Fast Factorial
Monday, November 4, 2013
You might remember that I implemented a bunch of factorial words several months ago.
Recently, I was looking at Python’s latest mathmodule.c, and noticed an implementation of a “divide-and-conquer factorial algorithm”. The algorithm is based on one described by Peter Luschny as the binary-split formula of the factorial of n. It seemed like a fun thing to implement and benchmark in Factor.
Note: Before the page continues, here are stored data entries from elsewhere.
PR #1668, opened 2023-02-07
Major build improvements

Panquesito7:
Things added/changed:

- Major build improvements.
  - New detailed guide on how to build Devicon locally has been added (Windows & Linux-based systems).
  - Building Devicon on [Gitpod.io](https://www.gitpod.io) is now possible with a single click.
  - Sneak peek of new icons can be seen by building locally.
  - A few other improvements were done, such as providing a Geckodriver ([latest version](https://github.com/mozilla/geckodriver/releases/tag/v0.32.1)) for both Linux 64 and Windows 64.
  - The website will now check if CSS/build files are found in the root directory, otherwise, will use predefined [CDN](https://www.jsdelivr.com/package/npm/devicon) latest release links.
  - P.S.: a few of the file changes (such as the `font` folder changes or `devicon-base.css`) weren't changed. Not sure why GitHub displays it like that. 🤔

**NOTE:** This will need proper testing. I already tested and it works perfectly fine without any issues.
Any doubts, suggestions, or questions, please let me know about it. Thanks! 🙂

[Gitpod ready-to-code](https://gitpod.io/#https://github.com/devicons/devicon/pull/1668)


README.md
```diff
@@ -203,34 +203,119 @@ All official releases shall be in <code>master</code>. Any updates in between (i
...
+    <li><a href="#build-css">Build the CSS stylesheet</a></li>
+    <li><a href="#web-server">Setting up the web server</a></li>
+</ol>
+
+<h3 id="using-gitpod">Using Gitpod.io</h3>
+<p>By using <a href=https://www.gitpod.io)>Gitpod.io</a>, you can easily build the icons and install the<br>required dependencies in one single click. No extra setup is required.</p>
+
+<a href=https://gitpod.io/#https://github.com/devicons/devicon/tree/develop><img src=https://gitpod.io/button/open-in-gitpod.svg alt="Open in Gitpod"></img></a>
+
+<h3 id="installation">Installation</h3>
```
Snailedlt, line 225: I suggest specifying that it's a local installation to better differentiate Gitpod and local installation. Maybe we should also have the other points as subpoints to the local installs, since (if I understand it correctly) they are done automatically when using gitpod.
```suggestion
    <li><a href="#local-installation">Local Installation (Linux/Windows)</a></li>
    <ol>
      <li><a href="#building-icons">Build the icons</a></li>
      <li><a href="#build-css">Build the CSS stylesheet</a></li>
      <li><a href="#web-server">Setting up the web server</a></li>
    </ol>
</ol>

<h3 id="using-gitpod">Using Gitpod.io</h3>
<p>By using <a href=https://www.gitpod.io)>Gitpod.io</a>, you can easily build the icons and install the<br>required dependencies in one single click. No extra setup is required.</p>

<a href=https://gitpod.io/#https://github.com/devicons/devicon/tree/develop><img src=https://gitpod.io/button/open-in-gitpod.svg alt="Open in Gitpod"></img></a>

<h3 id="local-installation">Local Installation</h3>
```

README.md
```diff
@@ -203,34 +203,119 @@ All official releases shall be in <code>master</code>. Any updates in between (i
...
+
+<p><a href=https://github.com/devicons/devicon/fork>Fork</a> the repository and clone the forked repository.</p>
+
+```bash
+git clone https://github.com/<your-github-username>/devicon.git
+```
+
+<p>In case you don't have Git installed, check the <a href="https://git-scm.com/book/en/v2/Getting-Started-Installing-Git">official guide</a> to install Git on your operating system.</p>
```
Snailedlt, line 233: Perhaps we can add the "note" section for stuff like this?
ref: https://github.com/community/community/discussions/16925

Not sure how it acts together with html though, and I couldn't find the html alternative to it either :/

Anyways, if you agree, we can test this out, and potentially add it other places too:

```suggestion
> **Note**
> In case you don't have Git installed, check the <a href="https://git-scm.com/book/en/v2/Getting-Started-Installing-Git">official guide</a> to install Git on your operating system.
```

README.md
```diff
@@ -203,34 +203,119 @@ All official releases shall be in <code>master</code>. Any updates in between (i
...
+
+<h4>Install all the necessary NPM dependencies</h4>
+
+<p>In case you don't have NPM installed, check this <a href=https://kinsta.com/blog/how-to-install-node-js/><b>ultimate guide</b></a> on installing Node.js and NPM. These tools are required in order to build Devicon properly.<p>
```
Snailedlt, line 237: This can also be added as a note, see my previous comment

README.md
```diff
@@ -203,34 +203,119 @@ All official releases shall be in <code>master</code>. Any updates in between (i
...
 
 ```bash
 npm install
 ```
 
-<h5>Build the font and export stylesheet</h5>
-Open <a href="https://icomoon.io/app/#/select">icomoon.io</a> and import <a href="/icomoon.json">icomoon.json</a>. Choose <i>yes</i> when being asked
-if you would like to restore the settings stored in the configuration file.
+<h4>Installing Mozilla Firefox</h4>
```
Snailedlt, line 243: Is mozilla firefox needed? Won't it work with Chrome for example?

README.md
```diff
@@ -203,34 +203,119 @@ All official releases shall be in <code>master</code>. Any updates in between (i
...
-    by yourself.
+Follow these steps to build the website and icons either locally or using <a href=https://www.gitpod.io>Gitpod.io</a>.
 </p>
-<h5>Prerequisites</h5>
-<p>Install <code>gulp</code> (and <code>gulp</code> plugins)</p>
+
+<h3>Table of contents</h3>
+<ol>
+    <li><a href="#using-gitpod">Using Gitpod to build</a></li>
+    <li><a href="#installation">Installation (Linux/Windows)</a></li>
```
Snailedlt, line 214: Looks like the Linux and Windows installation processes are quite different, perhaps we should either just point to the official installation websites, or split this into two sections.

I would prefer if we just pointed to the installation site, since that would require less maintenance work from us in case the installation method changes. It could for example be as simple as:

### Install Python 3.8
https://www.python.org/downloads/

### Install Firefox
https://www.mozilla.org/en-US/firefox/new/

### Install Selenium
```bash
python3 -m pip install --upgrade pip && pip install selenium==4.1.0 requests==2.25.1
```

Snailedlt (changes requested):
I haven't reviewed everything yet, but I don't have more time today, so I figured I'd post this in case you want to look at it before I get the chance to review the rest :)

icons/nano/nano-original-wordmark.svg
```diff
@@ -1 +1 @@
....37 0 0 0 .271.101.378.378 0 0 0 .272-.098.344.344 0 0 0 .102-.261.341.341 0 0 0-.104-.258.376.376 0 0 0-.27-.099c-.109 0-.199.032-.268.097s-.105.15-.105.254zm.015-.913a.33.33 0 0 0 .1.249.354.354 0 0 0 .257.097.351.351 0 0 0 .258-.098.334.334 0 0 0 .1-.251.323.323 0 0 0-.1-.244.358.358 0 0 0-.258-.096.358.358 0 0 0-.258.096.33.33 0 0 0-.099.247zm1.935.449a.559.559 0 0 1-.224-.186.464.464 0 0 1-.075-.263c0-.159.057-.289.17-.391a.626.626 0 0 1 .435-.153c.174 0 .318.051.434.153a.48.48 0 0 1 .173.375.503.503 0 0 1-.074.278.534.534 0 0 1-.228.187.519.519 0 0 1 .238.185.496.496 0 0 1 .083.286.533.533 0 0 1-.174.412c-.116.106-.267.159-.452.159s-.335-.054-.451-.161a.54.54 0 0 1-.173-.417.484.484 0 0 1 .318-.464zm-.066.464c0 .108.034.196.102.264a.37.37 0 0 0 .271.101.378.378 0 0 0 .272-.098.344.344 0 0 0 .102-.261.341.341 0 0 0-.104-.258.376.376 0 0 0-.27-.099.376.376 0 0 0-.268.097.331.331 0 0 0-.105.254zm.015-.913a.33.33 0 0 0 .1.249.354.354 0 0 0 .257.097.351.351 0 0 0 .258-.098.334.334 0 0 0 .1-.251.323.323 0 0 0-.1-.244c-.067-.064-.153-.096-.258-.096s-.191.032-.258.096a.334.334 0 0 0-.099.247zm1.846.244a.555.555 0 0 1 .215-.164.713.713 0 0 1 .291-.057.703.703 0 0 1 .719.722c0 .201-.07
```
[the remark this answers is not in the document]
Panquesito7: > P.S.: a few of the file changes (such as the `font` folder changes or `devicon-base.css`) weren't changed. Not sure why GitHub displays it like that. 🤔

package.json
```diff
@@ -5,10 +5,12 @@
   "main": "devicon.min.css",
   "scripts": {
     "build-css": "gulp updateCss && gulp clean",
-    "peek-test": "python ./.github/scripts/icomoon_peek.py ./.github/scripts/build_assets/geckodriver-v0.27.0-win64/geckodriver.exe ./icomoon.json ./devicon.json ./icons ./  --pr_title \"%PR_TITLE%\"",
-    "build-test": "python ./.github/scripts/icomoon_build.py ./.github/scripts/build_assets/geckodriver-v0.27.0-win64/geckodriver.exe ./icomoon.json ./devicon.json ./icons ./",
+    "peek-test": "python3 ./.github/scripts/icomoon_peek.py ./.github/scripts/build_assets/geckodriver-v0.32.1-linux64/geckodriver ./icomoon.json ./devicon.json ./icons ./  --pr_title \"%PR_TITLE%\"",
+    "build-test": "python3 ./.github/scripts/icomoon_build.py ./.github/scripts/build_assets/geckodriver-v0.32.1-linux64/geckodriver ./icomoon.json ./devicon.json ./icons ./",
```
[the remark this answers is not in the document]
Panquesito7: Not sure what do you mean by that? 🤔

package.json
```diff
@@ -28,10 +30,13 @@
...
+    "gulp-footer": "^2.0.2",
     "gulp-sass": "^5.0.0",
     "gulp-svgmin": "^3.0.0",
     "sass": "^1.26.10",
-    "yargs": "^17.0.0",
-    "gulp-footer": "^2.0.2"
+    "yargs": "^17.0.0"
+  },
+  "dependencies": {
+    "selenium": "^2.20.0"
```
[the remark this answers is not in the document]
Panquesito7: Not sure about that. I think I installed it by accident while doing lots of tests. Will delete. Thanks. 👍

.github/scripts/build_assets/arg_getters.py
```diff
@@ -36,7 +36,7 @@ def get_selenium_runner_args(peek_mode=False):
     if peek_mode:
         parser.add_argument("pr_title",
                             help="The title of the PR that we are peeking at")
-    else:
+    elif has_token != False:
```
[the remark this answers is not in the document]
Panquesito7: > Also, if one excludes the other, why do we need two variables?

Could you explain this, please? Not 100% sure what you mean.

> what happens if `has_token` and `peek_mode` is false?
> Seems like the method won't return anything then, will that cause issues?

Good question. I'll add the token on an `else` statement, as the token is required, while the PR title is not, I think.

.gitpod.yml
```diff
@@ -0,0 +1,22 @@
+image:
+  file: .gitpod.dockerfile
+
+tasks:
+  - name: Setup & build
+    init: chmod +x ./.github/scripts/build_assets/geckodriver-v0.32.1-linux64/geckodriver
```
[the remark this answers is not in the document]
Panquesito7: I don't really think it matters much? That's being run only for Gitpod.

.gitpod.yml
```diff
@@ -0,0 +1,22 @@
...
+    command: npm install && npm run build-icons
+  - name: Build CSS & run web server
+    init: npm run build-css && npm run dev
```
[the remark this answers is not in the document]
Panquesito7: Yeah. That extension is no longer needed.

README.md
Panquesito7: I like the idea! I'll see how can we do that in HTML. If not, I'll use Markdown. Thanks. 👍

icons/nano/nano-original-wordmark.svg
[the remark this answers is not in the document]
Snailedlt: If they weren't changed, could you please revert them so we don't make any accidental changes? :)

.github/scripts/build_assets/arg_getters.py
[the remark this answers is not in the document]
Snailedlt: > > Also, if one excludes the other, why do we need two variables?
>
> Could you explain this, please? Not 100% sure what you mean.

What is the `peek_mode` variable for? Seems to me like it only does the opposite of `has_token`. If it's true, then the PR title argument will be added, if it's not true, then the token argument will be added. If `has_token` is true, then the opposite will happen.

Shouldn't they either be unrelated (e.g. two if statements instead of if-else), or just be one variable?

README.md
Snailedlt: Markdown is easier to understand and shorter to write, so if we can transition to markdown in the readme, that would be great too :)

Panquesito7: > Markdown is easier to understand and shorter to write, so if we can transition to markdown in the readme, that would be great too :)

Yeah. I was thinking to do the same, too. We can do that in another PR. 🙂

icons/nano/nano-original-wordmark.svg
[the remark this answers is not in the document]
Panquesito7: > If they weren't changed, could you please revert them so we don't make any accidental changes? :)

The changes for the `nano` icons are reverted.
I think the other files aren't even changed, probably just a Git/GitHub-related thing.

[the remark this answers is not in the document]
Snailedlt: @Panquesito7 There's still one nano file which has been changed in this PR

README.md
Snailedlt: bump

Panquesito7: > Is mozilla firefox needed? Won't it work with Chrome for example?

Nope, Mozilla Firefox is needed for this.
I tried it without Firefox, but it didn't work.

icons/nano/nano-original-wordmark.svg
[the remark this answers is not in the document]
Panquesito7: Strange. I didn't change anything. Probably some endline stuff.

.github/scripts/build_assets/arg_getters.py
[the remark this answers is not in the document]
Panquesito7: I edited the message by the way.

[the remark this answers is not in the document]
Snailedlt: Wouldn't it be better to change it from elseif to just an if then?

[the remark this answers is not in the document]
Snailedlt: Can't it just be as simple as this?
```suggestion
    if has_token:
```

lunatic-fox (approved):
Looks good to me! 🚀

icons/nano/nano-original-wordmark.svg
Snailedlt, line 1: This change still needs to be reverted

.github/scripts/build_assets/arg_getters.py
```diff
@@ -36,7 +36,7 @@ def get_selenium_runner_args(peek_mode=False):
     if peek_mode:
         parser.add_argument("pr_title",
                             help="The title of the PR that we are peeking at")
-    else:
+    if has_token != False:
```
Snailedlt, line 39: This is a bit easier on the eyes imo :)
```suggestion
    if not has_token:
```

It's preference ofc, so feel free to ignore this if you disagree

docs/index.html
```diff
@@ -31,19 +31,76 @@
...
+
+          if (counter == 1) {
+            clearInterval(timer);
+          }
+        }, 0);
+  </script>
 </head>
 
 <body ng-app="devicon" ng-controller="IconListCtrl">
-  <link rel="stylesheet" ng-if="latestReleaseTagging" ng-href="https://cdn.jsdelivr.net/gh/devicons/devicon@{{ latestReleaseTagging }}/devicon.min.css">
```
Snailedlt, line 45: Is this not needed anymore? Could you explain what it did, and why we don't need it anymore?

docs/index.html
```diff
@@ -88,7 +145,7 @@ <h4>
             </span>
           </p>
           <div class="cde" id='headerLinkCode'>
-            &lt;link rel="stylesheet" href="https://cdn.jsdelivr.net/gh/devicons/devicon@{{ latestReleaseTagging }}/devicon.min.css"&gt;
+            &lt;link rel="stylesheet" href="https://cdn.jsdelivr.net/gh/devicons/devicon@latest/devicon.min.css"&gt;
```
Snailedlt, line 148: Any reason why we can't use `<` and  `>` instead of `&lt;` and `&gt;`?
Also, why did we change this to latest? Won't it cause issues when we want to test css for other releases than the latest?

docs/index.html
```diff
@@ -148,7 +209,7 @@ <h4>
             </span>
           </p>
           <div class="cde" id='imgCode'>
-            &lt;img src="https://cdn.jsdelivr.net/gh/devicons/devicon/icons/{{selectedIcon.name}}/{{selectedIcon.name}}-{{selectedIcon.svg[selectedSvgIndex]}}.svg" /&gt;<br />
+            &lt;img src="https://cdn.jsdelivr.net/gh/devicons/devicon@latest/icons/{{selectedIcon.name}}/{{selectedIcon.name}}-{{selectedIcon.svg[selectedSvgIndex]}}.svg" /&gt;<br />
```
Snailedlt, line 212: Same here, why not use `<` and `>`? Also why use `@latest`, does it provide any benefit?

docs/index.html
```diff
@@ -31,19 +31,76 @@
...
+    var timer = setInterval(function() {
+          ++counter;
+
+          addCss(`${baseUrl}devicon.min.css`);
+          addImage(`${baseUrl}icons/{{selectedIcon.name}}/{{selectedIcon.name}}-{{svgVersion}}.svg`, "svg-list", 'svgLogo');
+
+          if (counter == 1) {
+            clearInterval(timer);
+          }
+        }, 0);
```
Snailedlt, line 99: I'm a bit confused. Could you tell me what this code does?

Snailedlt (changes requested):
README looks good now 💯 

One of the nano icons is still changed and needs to be reverted though.
Other than that I mostly just have some questions to better understand the code.

Not much left now until we can merge 🚀

icons/nano/nano-original-wordmark.svg
Panquesito7: I reverted all the changes in the icon; not sure what else should I do. 🤔

docs/index.html
Panquesito7: 1. Yes it is needed, but it is added by the script above.
2. The stylesheet file (`devicon.min.css`) loads all the icons data, colors, etc..
3. As I said, it is added by the JavaScript script above.

docs/index.html
Panquesito7: 1. Not sure what the difference between those two is. I could try, but I'm not sure it will benefit anything.
2. Latest will always fetch the latest **released version** in NPM (in this case, 2.15.1), so it is the same as specifying the version manually or using `@latest`, which is faster, though. No errors should happen, I already tested it and it works fine.

docs/index.html
Panquesito7: Already commented above about the same.

docs/index.html
Panquesito7: This will add the `devicon.min.css` stylesheet in the HTML head, however, we must verify whether the website is being built locally or using the NPM provided files, that's why this is done on this script.
The image addition is adding the selected icon, but we must determine whether local or NPM files should be used (see the `svgLogo` ID in one of the HTML `div`s for more information).

The counter interval would usually be useful to add multiple instances of those (we just need one here, though). However, when I tried that without the interval, it didn't add them properly or work, so I used that as a workaround.

docs/index.html
Snailedlt: 1. Should be the same (I think), but it looks weird with `&lt;` instead of `<`
2. Hmm, what if we made a breaking change, and we needed to see the difference between latest and say version 2.15.0. wouldnt it be easier if `@latest` wasn't hardcoded?

docs/index.html
Snailedlt: I see. The need for a timer seems odd, any idea why it works with the timer, but not without it?

Panquesito7: > I see. The need for a timer seems odd, any idea why it works with the timer, but not without it?

Nope, I don't have a clue why that happens. 🤔

icons/nano/nano-original-wordmark.svg
Snailedlt: File history: https://github.com/devicons/devicon/commits/f8ecce93a4ceb7dd3fb93ab6c7343f2fe458e532/icons/nano/nano-original-wordmark.svg

docs/index.html
Snailedlt: Oh well, if it works... It works 😅

docs/index.html
Snailedlt: I see. It would probably be less code to move the script to the .js file and add a variable, then use that variable here instead of adding the element via the DOM.
That would more closely follow the SOLID principle too

docs/index.html
Snailedlt: Actually, can we move this to the index.js file instead? Then we keep the script separate from the html, like before.

If you allow me to edit your branch I can probably work on it tomorrow :)

icons/nano/nano-original-wordmark.svg
Panquesito7: All I did is copy the `nano` icon contents from the `develop` branch. Probably some Git-meta changes or such.

docs/index.html
Panquesito7: So, you're saying to move the whole script to another JS file and load the script via HTML?

docs/index.html
Panquesito7: > difference between latest and say version 2.15.0

What do you mean exactly? 🤔

Snailedlt: What if release 15.2.0 brought a breaking change.
To debug we might want to check out the 15.1.0 release. If `@latewt` is hardcoded like it is now, wouldn't we beed to change to `15.1.0` everywhere, instead of just one place (like before)?

Panquesito7: That's a good point. I tried hardcoding it like that before, but for some reason it didn't work.
I could try again if wanted, or you could try it yourself (let me know what works best for you).

docs/index.html
Snailedlt: Yes, sort of. Moving it to the .js file, but using Angular features instead of interacting directly with the DOM. It's less complex and less code that way.

icons/nano/nano-original-wordmark.svg
Snailedlt: Ahhh, have you tried `git revert`?

docs/index.html
Snailedlt: Feel free to try if you'd like, I'll also take a look ASAP (which is hopefully tomorrow)

lunatic-fox: `&lt;` and `&gt;` are html escape sequences to literal characters `<` and `>`. So if we want to show a string with those characters on html (hardcoded) we need to use the escape sequences, otherwise the string will be interpreted as a code.
A workaround can be achieved by inserting this text via JavaScript, like:

***index.html***
```html
<div class="cde" id='headerLinkCode'></div>
```
***./assets/js/script.js***
```js
const headerLinkCodeElem = document.getElementById('headerLinkCode');
headerLinkCodeElem.textContent = `<link rel="stylesheet"href="https://cdn.jsdelivr.net/gh/devicons/devicon@latest/devicon.min.css">`;
```
However, I'm ok as it is now. 😁

I agree with @Snailedlt on not hardcode `@latest`, for the same reasons.

Snailedlt: Just to make it absolutely clear. 
`&lt;` and `&gt;` are used here, because we want to show `<` and `>` inside these fields (which means we need to use the escape-sequence instead of the actual character symbol): 
image

Snailedlt: I changed back to variable version, and moved the JS code to the .ja file in this PR: https://github.com/Panquesito7/devicon/pull/187

@lunatic-fox feel free to take a look as well. I wasn't able to get the local SVG's working on my and panquesito's branch, so if you could test it locally, that would be neat!

lunatic-fox: Exactly! 🙂

Snailedlt:
> 

Thanks. It works perfectly with those fonts!
image

How did you build it?

lunatic-fox:
> @lunatic-fox
> 
> Thanks. It works perfectly with those fonts! image
> 
> How did you build it, and which OS do you use?

I made a script with Node.js to get all valid icons to upload to Icomoon and I'm on Windows 10.

Snailedlt:
@lunatic-fox care to share the script? :)

lunatic-fox:
> > @lunatic-fox care to share the script? :)
> 
> I made it first with local files, but I've made another version using fetch. This will need a `icomoon` directory created and `Node.js 17.5.^`.
> 

Here goes a faster version:
```js
const fs = require('fs');
const baseURL = 'https://cdn.jsdelivr.net/gh/devicons/devicon@develop/';
(async() => {
  let x = 0, y = 10;
  const devicon = await(await fetch(`${baseURL}devicon.json`)).json();
  const toBuild = [];

  while (true) {
    const deviconChunk = devicon.map(e => ({
      name: e.name,
      font: e.versions.font
    })).slice(x, y);

    if (deviconChunk.length === 0) break;

    for (const e of deviconChunk) {
      for (const f of e.font) {
        const icon = await fetch(`${baseURL}icons/${e.name}/${e.name}-${f}.svg`);
  
        if (icon.status === 200) {
          const svg = await icon.text();
          toBuild.push({
            path: `${e.name}-${f}.svg`,
            icon: svg
          });
          console.log(`> ${e.name}-${f}`);
        }
      }
    }
    x += 10, y += 10;
  }

  toBuild.forEach(e => fs.writeFileSync(`icomoon/${e.path}`, e.icon));
})();
```

Snailedlt (approved):
Looks good! ✔️ 

Like we already discussed, I had trouble running it locally. If the issue persists we can look at that later. For now it's good enough that it runs on GitPod imo :)
Let's get this release out ASAP :D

It turns out this was one of the improvements made during the Python 3.2 development cycle. Calculating the 50,000th factorial takes 0.724 seconds with Python 2.7.5 and only 0.064 seconds with Python 3.3.2 - a nice improvement!
slow-factorial
The most basic factorial would just multiply the numbers from 1
to
n
:
: slow-factorial ( n -- n! )
dup 1 > [ [1..b] 1 [ * ] reduce ] [ drop 1 ] if ;
Calculating the 50,000 factorial this way takes 0.915 seconds.
factorial
It turns out that doing that causes a lot of arbitrary-precision bignum multiplication. We can instead use binary-reduce (used by the standard library product and sum words), which is a generic algorithm that recursively multiplies groups of numbers which allows for more fixnum multiplications.
: factorial ( n -- n! )
dup 1 > [ [1..b] 1 [ * ] binary-reduce ] [ drop 1 ] if ;
Calculating the 50,000 factorial takes 0.217 seconds.
fast-factorial
We can implement Peter Luschny’s algorithm, keeping the structure very close to his sample code:
:: part-product ( n m -- x )
{
{ [ m n 1 + <= ] [ n ] }
{ [ m n 2 + = ] [ n m * ] }
[
n m + 2 /i dup even? [ 1 - ] when :> k
n k k 2 + m [ part-product ] 2bi@ *
]
} cond ;
:: factorial-loop ( n p r -- p' r' )
n 2 > [
n 2 /i :> mid
mid p r factorial-loop
[
mid 1 + mid 1 bitand +
n 1 - n 1 bitand + part-product *
] [ dupd * ] bi*
] [ p r ] if ;
: fast-factorial ( x -- n )
[ 1 1 factorial-loop nip ] [ dup bit-count - ] bi shift ;
Calculating the 50,000 factorial now only takes 0.171 seconds!
The code for this is on my GitHub.
Note: there are other algorithms that are likely faster, but for this purpose I wanted to implement a similar algorithm to Python. Their implementation has a few modifications including a tight loop for multiplications that fit into an unsigned long and is over 150 lines of code.